(Supplied data)

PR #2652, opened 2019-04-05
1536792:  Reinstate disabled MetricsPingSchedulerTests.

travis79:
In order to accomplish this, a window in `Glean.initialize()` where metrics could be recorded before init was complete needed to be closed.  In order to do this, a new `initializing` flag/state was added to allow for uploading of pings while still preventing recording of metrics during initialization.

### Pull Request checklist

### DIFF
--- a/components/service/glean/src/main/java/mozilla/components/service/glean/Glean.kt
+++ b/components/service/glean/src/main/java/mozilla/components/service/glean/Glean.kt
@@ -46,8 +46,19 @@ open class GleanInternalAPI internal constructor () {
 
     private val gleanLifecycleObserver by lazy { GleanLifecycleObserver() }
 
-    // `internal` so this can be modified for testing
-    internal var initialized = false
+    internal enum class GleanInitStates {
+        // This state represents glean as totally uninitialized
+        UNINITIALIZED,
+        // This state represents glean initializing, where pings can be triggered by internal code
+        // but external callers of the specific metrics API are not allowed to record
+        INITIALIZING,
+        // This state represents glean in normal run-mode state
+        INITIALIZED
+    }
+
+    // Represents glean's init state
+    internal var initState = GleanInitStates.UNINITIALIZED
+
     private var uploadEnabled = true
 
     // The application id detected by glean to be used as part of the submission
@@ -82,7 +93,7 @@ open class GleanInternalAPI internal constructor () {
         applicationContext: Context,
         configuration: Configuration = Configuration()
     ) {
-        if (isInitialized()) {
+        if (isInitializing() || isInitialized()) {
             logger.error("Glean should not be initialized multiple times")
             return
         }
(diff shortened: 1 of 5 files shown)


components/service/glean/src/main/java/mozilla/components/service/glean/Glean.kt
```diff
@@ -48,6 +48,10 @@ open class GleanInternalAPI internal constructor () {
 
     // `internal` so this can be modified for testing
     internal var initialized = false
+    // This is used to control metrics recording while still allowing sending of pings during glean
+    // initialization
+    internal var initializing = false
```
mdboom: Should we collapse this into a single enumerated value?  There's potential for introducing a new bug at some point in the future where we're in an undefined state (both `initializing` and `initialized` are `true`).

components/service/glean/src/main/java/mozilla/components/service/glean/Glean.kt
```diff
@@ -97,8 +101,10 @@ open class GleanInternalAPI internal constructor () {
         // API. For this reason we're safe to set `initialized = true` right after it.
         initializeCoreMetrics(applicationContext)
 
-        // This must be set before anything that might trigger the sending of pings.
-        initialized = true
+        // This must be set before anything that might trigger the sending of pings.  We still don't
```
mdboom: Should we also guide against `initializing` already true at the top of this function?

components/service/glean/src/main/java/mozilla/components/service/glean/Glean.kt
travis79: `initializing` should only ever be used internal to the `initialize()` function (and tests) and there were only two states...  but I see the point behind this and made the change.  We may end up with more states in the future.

(End Supplied data)

### [Work task]
Each record must be repeated exactly as it appears above.

### [Exercise result]
PR #2652, opened 2019-04-05
1536792:  Reinstate disabled MetricsPingSchedulerTests.

travis79:
In order to accomplish this, a window in `Glean.initialize()` where metrics could be recorded before init was complete needed to be closed.  In order to do this, a new `initializing` flag/state was added to allow for uploading of pings while still preventing recording of metrics during initialization.

### Pull Request checklist

### DIFF
--- a/components/service/glean/src/main/java/mozilla/components/service/glean/Glean.kt
+++ b/components/service/glean/src/main/java/mozilla/components/service/glean/Glean.kt
@@ -46,8 +46,19 @@ open class GleanInternalAPI internal constructor () {
 
     private val gleanLifecycleObserver by lazy { GleanLifecycleObserver() }
 
-    // `internal` so this can be modified for testing
-    internal var initialized = false
+    internal enum class GleanInitStates {
+        // This state represents glean as totally uninitialized
+        UNINITIALIZED,
+        // This state represents glean initializing, where pings can be triggered by internal code
+        // but external callers of the specific metrics API are not allowed to record
+        INITIALIZING,
+        // This state represents glean in normal run-mode state
+        INITIALIZED
+    }
+
+    // Represents glean's init state
+    internal var initState = GleanInitStates.UNINITIALIZED
+
     private var uploadEnabled = true
 
     // The application id detected by glean to be used as part of the submission
@@ -82,7 +93,7 @@ open class GleanInternalAPI internal constructor () {
         applicationContext: Context,
         configuration: Configuration = Configuration()
     ) {
-        if (isInitialized()) {
+        if (isInitializing() || isInitialized()) {
             logger.error("Glean should not be initialized multiple times")
             return
         }
(diff shortened: 1 of 5 files shown)


components/service/glean/src/main/java/mozilla/components/service/glean/Glean.kt
```diff
@@ -48,6 +48,10 @@ open class GleanInternalAPI internal constructor () {
 
     // `internal` so this can be modified for testing
     internal var initialized = false
+    // This is used to control metrics recording while still allowing sending of pings during glean
+    // initialization
+    internal var initializing = false
```
mdboom: Should we collapse this into a single enumerated value?  There's potential for introducing a new bug at some point in the future where we're in an undefined state (both `initializing` and `initialized` are `true`).

components/service/glean/src/main/java/mozilla/components/service/glean/Glean.kt
```diff
@@ -97,8 +101,10 @@ open class GleanInternalAPI internal constructor () {
         // API. For this reason we're safe to set `initialized = true` right after it.
         initializeCoreMetrics(applicationContext)
 
-        // This must be set before anything that might trigger the sending of pings.
-        initialized = true
+        // This must be set before anything that might trigger the sending of pings.  We still don't
```
mdboom: Should we also guide against `initializing` already true at the top of this function?

components/service/glean/src/main/java/mozilla/components/service/glean/Glean.kt
travis79: `initializing` should only ever be used internal to the `initialize()` function (and tests) and there were only two states...  but I see the point behind this and made the change.  We may end up with more states in the future.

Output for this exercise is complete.